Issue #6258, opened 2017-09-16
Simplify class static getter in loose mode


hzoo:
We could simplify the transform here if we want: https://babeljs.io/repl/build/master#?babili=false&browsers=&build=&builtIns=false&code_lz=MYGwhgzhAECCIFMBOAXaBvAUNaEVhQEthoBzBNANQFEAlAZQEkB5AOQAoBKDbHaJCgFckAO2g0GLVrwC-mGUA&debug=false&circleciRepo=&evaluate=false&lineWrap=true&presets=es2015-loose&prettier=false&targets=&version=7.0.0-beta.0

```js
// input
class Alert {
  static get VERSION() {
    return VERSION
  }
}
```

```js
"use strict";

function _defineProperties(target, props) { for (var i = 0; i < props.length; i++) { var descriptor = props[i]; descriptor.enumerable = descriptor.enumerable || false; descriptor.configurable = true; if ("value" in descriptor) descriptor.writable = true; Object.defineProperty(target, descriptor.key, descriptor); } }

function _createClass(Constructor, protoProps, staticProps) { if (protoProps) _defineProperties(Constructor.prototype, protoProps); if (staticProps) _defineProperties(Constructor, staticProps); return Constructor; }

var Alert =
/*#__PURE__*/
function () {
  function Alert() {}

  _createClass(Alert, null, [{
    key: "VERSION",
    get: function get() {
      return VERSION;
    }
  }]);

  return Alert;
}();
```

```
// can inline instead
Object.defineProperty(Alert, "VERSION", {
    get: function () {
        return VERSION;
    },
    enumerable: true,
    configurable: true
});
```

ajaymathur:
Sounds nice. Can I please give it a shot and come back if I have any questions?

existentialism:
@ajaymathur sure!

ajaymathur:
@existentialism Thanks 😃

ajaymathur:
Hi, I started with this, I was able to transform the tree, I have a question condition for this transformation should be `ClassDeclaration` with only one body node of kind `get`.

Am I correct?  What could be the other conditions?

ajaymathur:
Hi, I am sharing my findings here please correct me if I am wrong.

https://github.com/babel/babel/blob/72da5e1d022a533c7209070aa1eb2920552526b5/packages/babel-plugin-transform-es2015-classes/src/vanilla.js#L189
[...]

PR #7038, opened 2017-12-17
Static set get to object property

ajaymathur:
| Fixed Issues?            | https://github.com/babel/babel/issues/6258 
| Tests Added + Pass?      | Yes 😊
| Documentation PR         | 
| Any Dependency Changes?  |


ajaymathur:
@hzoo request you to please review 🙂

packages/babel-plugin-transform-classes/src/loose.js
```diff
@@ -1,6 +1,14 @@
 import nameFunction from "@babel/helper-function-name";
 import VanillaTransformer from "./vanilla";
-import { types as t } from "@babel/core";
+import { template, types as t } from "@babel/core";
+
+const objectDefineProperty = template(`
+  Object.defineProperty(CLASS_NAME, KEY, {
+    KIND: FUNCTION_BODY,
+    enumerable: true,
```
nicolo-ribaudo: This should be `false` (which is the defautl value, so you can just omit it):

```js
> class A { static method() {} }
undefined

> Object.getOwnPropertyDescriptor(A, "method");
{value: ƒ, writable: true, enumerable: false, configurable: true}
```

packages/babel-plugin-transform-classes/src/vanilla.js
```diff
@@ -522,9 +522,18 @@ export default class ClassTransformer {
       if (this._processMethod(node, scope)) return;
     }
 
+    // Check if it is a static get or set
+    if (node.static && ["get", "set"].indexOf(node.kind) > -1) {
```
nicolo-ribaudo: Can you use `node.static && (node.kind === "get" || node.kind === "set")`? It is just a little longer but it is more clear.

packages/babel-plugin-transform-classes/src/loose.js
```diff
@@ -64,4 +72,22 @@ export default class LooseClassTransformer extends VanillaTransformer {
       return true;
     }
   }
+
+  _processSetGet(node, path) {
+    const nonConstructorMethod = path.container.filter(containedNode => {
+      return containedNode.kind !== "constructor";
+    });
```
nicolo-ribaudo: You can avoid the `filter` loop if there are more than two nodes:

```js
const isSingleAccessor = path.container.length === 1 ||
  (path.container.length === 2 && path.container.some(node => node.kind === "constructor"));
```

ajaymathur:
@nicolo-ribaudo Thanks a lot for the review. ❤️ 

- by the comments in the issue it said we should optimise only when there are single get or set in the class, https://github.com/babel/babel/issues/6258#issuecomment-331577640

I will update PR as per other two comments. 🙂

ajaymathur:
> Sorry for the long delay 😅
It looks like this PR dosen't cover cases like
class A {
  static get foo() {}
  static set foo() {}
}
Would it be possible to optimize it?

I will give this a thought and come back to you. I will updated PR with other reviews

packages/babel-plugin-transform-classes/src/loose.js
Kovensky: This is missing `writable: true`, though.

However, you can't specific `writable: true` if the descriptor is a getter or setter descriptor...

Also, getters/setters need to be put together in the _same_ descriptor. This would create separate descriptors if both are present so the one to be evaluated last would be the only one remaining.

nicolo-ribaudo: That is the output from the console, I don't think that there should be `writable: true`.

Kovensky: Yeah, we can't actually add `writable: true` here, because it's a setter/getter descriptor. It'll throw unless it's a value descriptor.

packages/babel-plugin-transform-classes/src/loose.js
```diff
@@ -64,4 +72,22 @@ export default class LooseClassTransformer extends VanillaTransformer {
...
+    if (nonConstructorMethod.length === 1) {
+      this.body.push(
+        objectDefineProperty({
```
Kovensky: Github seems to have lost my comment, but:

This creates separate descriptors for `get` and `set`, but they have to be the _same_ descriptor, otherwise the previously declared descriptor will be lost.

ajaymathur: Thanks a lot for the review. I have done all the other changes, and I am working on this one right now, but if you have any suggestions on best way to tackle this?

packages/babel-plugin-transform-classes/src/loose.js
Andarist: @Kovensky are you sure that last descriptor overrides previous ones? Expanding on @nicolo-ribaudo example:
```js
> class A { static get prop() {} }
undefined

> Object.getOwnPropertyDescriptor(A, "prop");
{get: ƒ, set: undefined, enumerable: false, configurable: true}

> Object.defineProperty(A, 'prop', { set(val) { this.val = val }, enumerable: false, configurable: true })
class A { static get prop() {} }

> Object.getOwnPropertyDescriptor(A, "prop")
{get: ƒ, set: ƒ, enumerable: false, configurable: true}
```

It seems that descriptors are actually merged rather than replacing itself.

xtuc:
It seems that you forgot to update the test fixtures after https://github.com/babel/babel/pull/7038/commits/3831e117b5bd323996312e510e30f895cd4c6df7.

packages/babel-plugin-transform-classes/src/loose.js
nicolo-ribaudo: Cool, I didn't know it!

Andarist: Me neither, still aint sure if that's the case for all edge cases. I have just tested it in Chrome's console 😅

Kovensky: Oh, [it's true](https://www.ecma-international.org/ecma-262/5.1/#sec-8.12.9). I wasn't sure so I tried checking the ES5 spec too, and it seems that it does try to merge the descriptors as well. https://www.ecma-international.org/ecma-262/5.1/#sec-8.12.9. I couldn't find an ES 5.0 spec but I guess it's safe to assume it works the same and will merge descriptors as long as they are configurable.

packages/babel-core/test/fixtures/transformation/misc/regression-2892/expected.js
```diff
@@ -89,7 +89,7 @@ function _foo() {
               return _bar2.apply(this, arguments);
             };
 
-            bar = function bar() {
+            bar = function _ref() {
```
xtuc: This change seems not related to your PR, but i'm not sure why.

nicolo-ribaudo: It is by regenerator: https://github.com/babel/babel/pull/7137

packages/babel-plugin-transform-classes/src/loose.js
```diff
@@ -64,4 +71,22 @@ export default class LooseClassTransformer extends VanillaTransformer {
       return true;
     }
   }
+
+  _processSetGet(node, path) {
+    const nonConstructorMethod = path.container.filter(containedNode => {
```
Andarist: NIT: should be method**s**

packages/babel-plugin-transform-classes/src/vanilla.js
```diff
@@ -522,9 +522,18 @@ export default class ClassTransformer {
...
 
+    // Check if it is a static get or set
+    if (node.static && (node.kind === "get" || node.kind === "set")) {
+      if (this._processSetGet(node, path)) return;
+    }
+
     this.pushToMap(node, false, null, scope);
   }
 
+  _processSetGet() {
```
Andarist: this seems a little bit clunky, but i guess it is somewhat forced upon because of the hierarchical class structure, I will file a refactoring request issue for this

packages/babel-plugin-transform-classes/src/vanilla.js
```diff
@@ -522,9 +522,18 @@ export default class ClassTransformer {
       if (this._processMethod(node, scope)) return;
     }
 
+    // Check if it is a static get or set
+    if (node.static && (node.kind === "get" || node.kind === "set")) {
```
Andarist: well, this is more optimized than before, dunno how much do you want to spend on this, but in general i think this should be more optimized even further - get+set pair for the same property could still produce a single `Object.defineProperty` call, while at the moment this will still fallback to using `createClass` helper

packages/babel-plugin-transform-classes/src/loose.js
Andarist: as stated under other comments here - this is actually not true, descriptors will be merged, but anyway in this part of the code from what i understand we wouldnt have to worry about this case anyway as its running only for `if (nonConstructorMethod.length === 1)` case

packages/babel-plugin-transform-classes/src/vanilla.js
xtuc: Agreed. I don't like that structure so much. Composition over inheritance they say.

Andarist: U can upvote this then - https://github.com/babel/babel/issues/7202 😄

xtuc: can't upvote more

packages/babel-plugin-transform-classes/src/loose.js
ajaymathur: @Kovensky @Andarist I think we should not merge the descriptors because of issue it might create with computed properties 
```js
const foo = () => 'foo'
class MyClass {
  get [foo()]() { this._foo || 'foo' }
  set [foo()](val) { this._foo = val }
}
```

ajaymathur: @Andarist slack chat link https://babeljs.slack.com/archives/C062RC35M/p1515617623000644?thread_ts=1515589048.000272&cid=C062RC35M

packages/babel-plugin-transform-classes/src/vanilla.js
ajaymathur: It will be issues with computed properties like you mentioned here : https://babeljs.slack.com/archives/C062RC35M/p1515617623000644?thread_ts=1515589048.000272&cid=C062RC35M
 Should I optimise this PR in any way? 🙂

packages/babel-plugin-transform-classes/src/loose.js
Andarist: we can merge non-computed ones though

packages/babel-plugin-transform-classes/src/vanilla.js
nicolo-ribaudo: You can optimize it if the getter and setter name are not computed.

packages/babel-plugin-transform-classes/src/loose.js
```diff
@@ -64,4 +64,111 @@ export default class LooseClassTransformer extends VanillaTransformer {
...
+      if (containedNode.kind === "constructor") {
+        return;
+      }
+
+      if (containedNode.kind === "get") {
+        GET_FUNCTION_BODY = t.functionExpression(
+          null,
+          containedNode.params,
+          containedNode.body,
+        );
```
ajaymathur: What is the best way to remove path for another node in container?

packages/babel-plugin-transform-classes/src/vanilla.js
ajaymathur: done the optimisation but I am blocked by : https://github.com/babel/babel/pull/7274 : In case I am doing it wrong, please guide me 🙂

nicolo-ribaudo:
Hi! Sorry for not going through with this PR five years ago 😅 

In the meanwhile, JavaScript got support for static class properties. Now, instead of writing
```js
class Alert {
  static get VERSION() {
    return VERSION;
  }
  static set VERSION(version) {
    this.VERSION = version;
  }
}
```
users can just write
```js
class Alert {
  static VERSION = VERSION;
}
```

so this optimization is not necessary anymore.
══════════
# WHAT IS EXPECTED
The answer is the run of lines above from the line containing "nicolo-ribaudo: You can avoid" through the line containing "- by the comments", copied exactly and alone.

# YOUR RESPONSE
nicolo-ribaudo: You can avoid the `filter` loop if there are more than two nodes:

```js
const isSingleAccessor = path.container.length === 1 ||
  (path.container.length === 2 && path.container.some(node => node.kind === "constructor"));
```

ajaymathur:
@nicolo-ribaudo Thanks a lot for the review. ❤️ 

- by the comments in the issue it said we should optimise only when there are single get or set in the class, https://github.com/babel/babel/issues/6258#issuecomment-331577640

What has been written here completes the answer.